Video game giant Nintendo (OTC: NTDOY) had high hopes for its latest handheld gaming console, the aptly named 3DS. But despite a large marketing push against an almost total lack of fresh competition, the silly thing often wound up collecting dust on store shelves, unsold.

Happily for Nintendo, the company figured out how to move these systems. August sales in the U.S. dwarfed, crushed, and downright stomped July numbers by an astonishing 260%. The bad news? Nintendo's secret sauce was a $70 price reduction.

You might jump to the conclusion that price cuts conquer all. However, you'd be failing to notice that the Microsoft (Nasdaq: MSFT) Xbox 360 outsold even the reduced 3DS, despite not slashing prices in August.
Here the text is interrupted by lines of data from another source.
PR #7962, opened 2024-12-23
Feature/verifytrie admin rpc

asdacap:
- As requested. `admin_verifyTrie` RPC.
- Also, move blocking mechanism to TrieStore instead of processing queue.

#### Requires testing

- [X] Yes
- [ ] No

- [X] Yes
- [ ] No

#### Notes on testing

- Tested manually. 
- Tested to cancel on shutdown.
- Tested to not run multiple verifytrie.


src/Nethermind/Nethermind.JsonRpc/Modules/Admin/AdminRpcModule.cs
```diff
@@ -139,4 +143,19 @@ public ResultWrapper<PruningStatus> admin_prune()
     {
         return ResultWrapper<PruningStatus>.Success(_pruningTrigger.Trigger());
     }
+
+    public ResultWrapper<string> admin_verifyTrie()
+    {
+        if (_blockTree.Head is null)
+        {
+            return ResultWrapper<string>.Fail("Head is null. Unable to know state root to verify.");
```
LukaszRozmej, line 151: Potentially can we pass the `BlockParameter` where we want to verify tries?
Also potentially should we add `admin_availableStateRoots`, where it would look-up where state root is available in some block range?

src/Nethermind/Nethermind.Synchronization/FastSync/BlockingVerifyTrie.cs
```diff
@@ -0,0 +1,69 @@
...
+            }
+            catch (OperationCanceledException)
+            {
+            }
+            catch (Exception e)
+            {
+                _logger.Error($"Error in verify trie", e);
+            }
+
+        }, TaskCreationOptions.LongRunning);
```
LukaszRozmej, line 65: I remember we were removing `LongRunning` because of some reason, @benaadams ?

LukaszRozmej (approved):

src/Nethermind/Nethermind.JsonRpc/Modules/Admin/AdminRpcModule.cs
asdacap: Sure, why not.

src/Nethermind/Nethermind.JsonRpc/Modules/Admin/AdminRpcModule.cs
```diff
@@ -139,19 +144,31 @@ public ResultWrapper<bool> admin_setSolc()
...
     {
         return ResultWrapper<PruningStatus>.Success(_pruningTrigger.Trigger());
     }
 
-    public ResultWrapper<string> admin_verifyTrie()
+    public ResultWrapper<string> admin_verifyTrie(BlockParameter block)
     {
-        if (_blockTree.Head is null)
+        SearchResult<BlockHeader> headerSearchResult = _blockTree.SearchForHeader(block);
+        if (headerSearchResult.Object is null)
```
LukaszRozmej: I think we need a check if state root is available?

asdacap: done

asdacap: done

Meanwhile, Sony (NYSE: SNE) joined the deep-discount party with a $50 sale on the PlayStation 3 console. That helped a bit, but the Xbox's Kinect phenomenon still killed all comers.

In other words, price cuts do indeed make a big difference, but they also hurt your bottom line. And nothing beats a truly innovative crowd-pleaser like the Kinect.

Hewlett-Packard (NYSE: HPQ) saw another real-world example of this theory when it slashed the unsellable TouchPad tablet to a very affordable $99 each -- and then had to order up more units to keep customers satisfied. And Apple (Nasdaq: AAPL) keeps showing how the more profitable high-end game is played, as premium-priced iPads and iPhones still keep outselling the world and its dog.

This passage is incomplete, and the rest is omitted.